**YOUR ASSIGNMENT**
From the line with "Explicitly call the new workflow" through the line with "We will see :-)", repeat the entries verbatim, both end lines included, and add nothing.

[Collected data]
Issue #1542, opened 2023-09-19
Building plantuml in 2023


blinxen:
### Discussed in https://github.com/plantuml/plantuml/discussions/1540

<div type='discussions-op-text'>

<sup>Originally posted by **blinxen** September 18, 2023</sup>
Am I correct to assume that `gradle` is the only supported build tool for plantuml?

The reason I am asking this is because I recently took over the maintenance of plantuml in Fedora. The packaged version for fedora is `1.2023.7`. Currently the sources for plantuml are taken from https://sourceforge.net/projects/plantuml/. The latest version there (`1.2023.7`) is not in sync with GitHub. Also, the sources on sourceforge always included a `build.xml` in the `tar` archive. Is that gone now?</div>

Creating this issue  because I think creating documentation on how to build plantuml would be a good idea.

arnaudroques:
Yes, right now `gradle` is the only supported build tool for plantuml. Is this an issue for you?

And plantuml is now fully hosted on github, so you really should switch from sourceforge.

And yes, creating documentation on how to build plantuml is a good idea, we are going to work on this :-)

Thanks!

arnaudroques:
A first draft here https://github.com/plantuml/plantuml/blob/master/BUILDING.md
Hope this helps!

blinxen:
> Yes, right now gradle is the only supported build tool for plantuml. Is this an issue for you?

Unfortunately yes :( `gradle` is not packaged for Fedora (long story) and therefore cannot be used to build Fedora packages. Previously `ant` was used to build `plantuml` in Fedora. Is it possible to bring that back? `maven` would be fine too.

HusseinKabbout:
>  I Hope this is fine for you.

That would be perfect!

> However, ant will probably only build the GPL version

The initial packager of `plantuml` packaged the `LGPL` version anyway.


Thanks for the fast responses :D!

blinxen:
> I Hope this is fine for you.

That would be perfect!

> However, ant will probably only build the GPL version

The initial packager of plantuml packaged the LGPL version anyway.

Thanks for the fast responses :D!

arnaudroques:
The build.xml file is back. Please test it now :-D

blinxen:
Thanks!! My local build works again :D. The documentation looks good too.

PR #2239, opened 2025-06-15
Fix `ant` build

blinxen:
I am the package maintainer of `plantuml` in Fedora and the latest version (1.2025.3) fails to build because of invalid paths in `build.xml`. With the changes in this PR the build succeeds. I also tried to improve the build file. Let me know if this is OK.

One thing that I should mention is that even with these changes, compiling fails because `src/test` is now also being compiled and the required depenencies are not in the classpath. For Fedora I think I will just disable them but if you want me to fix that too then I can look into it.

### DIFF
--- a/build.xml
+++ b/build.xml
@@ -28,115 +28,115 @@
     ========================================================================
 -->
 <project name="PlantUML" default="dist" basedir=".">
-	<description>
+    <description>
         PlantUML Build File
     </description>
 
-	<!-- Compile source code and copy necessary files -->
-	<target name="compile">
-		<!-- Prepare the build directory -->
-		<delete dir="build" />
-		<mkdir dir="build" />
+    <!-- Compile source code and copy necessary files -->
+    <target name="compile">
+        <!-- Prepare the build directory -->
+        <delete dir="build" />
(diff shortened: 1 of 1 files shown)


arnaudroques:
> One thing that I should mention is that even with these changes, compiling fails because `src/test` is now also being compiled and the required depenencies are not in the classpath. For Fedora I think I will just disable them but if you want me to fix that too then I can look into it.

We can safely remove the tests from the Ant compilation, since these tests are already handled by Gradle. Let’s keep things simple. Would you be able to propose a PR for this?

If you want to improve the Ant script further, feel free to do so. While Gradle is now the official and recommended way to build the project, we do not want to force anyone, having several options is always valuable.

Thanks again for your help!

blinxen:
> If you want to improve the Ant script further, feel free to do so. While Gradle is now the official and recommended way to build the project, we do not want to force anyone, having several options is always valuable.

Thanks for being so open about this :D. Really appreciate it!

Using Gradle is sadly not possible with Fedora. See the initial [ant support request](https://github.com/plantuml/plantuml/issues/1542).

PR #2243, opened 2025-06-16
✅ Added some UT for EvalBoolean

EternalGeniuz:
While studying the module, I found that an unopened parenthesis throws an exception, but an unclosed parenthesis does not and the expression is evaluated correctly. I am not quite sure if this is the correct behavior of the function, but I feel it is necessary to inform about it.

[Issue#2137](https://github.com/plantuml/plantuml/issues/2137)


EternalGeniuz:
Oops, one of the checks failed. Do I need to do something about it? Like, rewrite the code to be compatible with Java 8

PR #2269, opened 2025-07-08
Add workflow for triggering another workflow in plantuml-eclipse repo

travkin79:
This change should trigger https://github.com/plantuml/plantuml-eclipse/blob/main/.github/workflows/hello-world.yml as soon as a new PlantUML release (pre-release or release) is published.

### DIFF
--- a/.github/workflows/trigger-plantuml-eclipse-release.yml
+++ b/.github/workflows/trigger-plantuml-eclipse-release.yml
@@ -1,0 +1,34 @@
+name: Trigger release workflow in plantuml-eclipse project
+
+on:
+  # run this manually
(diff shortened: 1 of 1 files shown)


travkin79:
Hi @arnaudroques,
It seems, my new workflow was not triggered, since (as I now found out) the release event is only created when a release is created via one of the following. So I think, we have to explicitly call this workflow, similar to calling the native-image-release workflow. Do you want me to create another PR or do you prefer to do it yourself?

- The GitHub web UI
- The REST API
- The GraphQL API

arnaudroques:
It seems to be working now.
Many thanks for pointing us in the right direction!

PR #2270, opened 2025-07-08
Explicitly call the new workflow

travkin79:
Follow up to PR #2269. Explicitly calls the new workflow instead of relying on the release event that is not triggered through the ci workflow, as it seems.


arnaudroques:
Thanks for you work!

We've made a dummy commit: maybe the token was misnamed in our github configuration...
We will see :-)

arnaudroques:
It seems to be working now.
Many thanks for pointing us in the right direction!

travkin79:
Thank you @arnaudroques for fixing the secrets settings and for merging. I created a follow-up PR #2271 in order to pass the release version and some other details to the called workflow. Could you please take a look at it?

* * *

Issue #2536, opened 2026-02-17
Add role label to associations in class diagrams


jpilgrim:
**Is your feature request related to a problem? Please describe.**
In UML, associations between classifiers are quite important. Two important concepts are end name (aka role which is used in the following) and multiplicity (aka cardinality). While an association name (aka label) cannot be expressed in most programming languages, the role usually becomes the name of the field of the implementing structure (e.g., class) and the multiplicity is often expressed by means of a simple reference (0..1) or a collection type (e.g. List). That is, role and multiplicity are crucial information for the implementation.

**YOUR SOLUTION**
Explicitly call the new workflow

travkin79:
Follow up to PR #2269. Explicitly calls the new workflow instead of relying on the release event that is not triggered through the ci workflow, as it seems.


arnaudroques:
Thanks for you work!

We've made a dummy commit: maybe the token was misnamed in our github configuration...
We will see :-)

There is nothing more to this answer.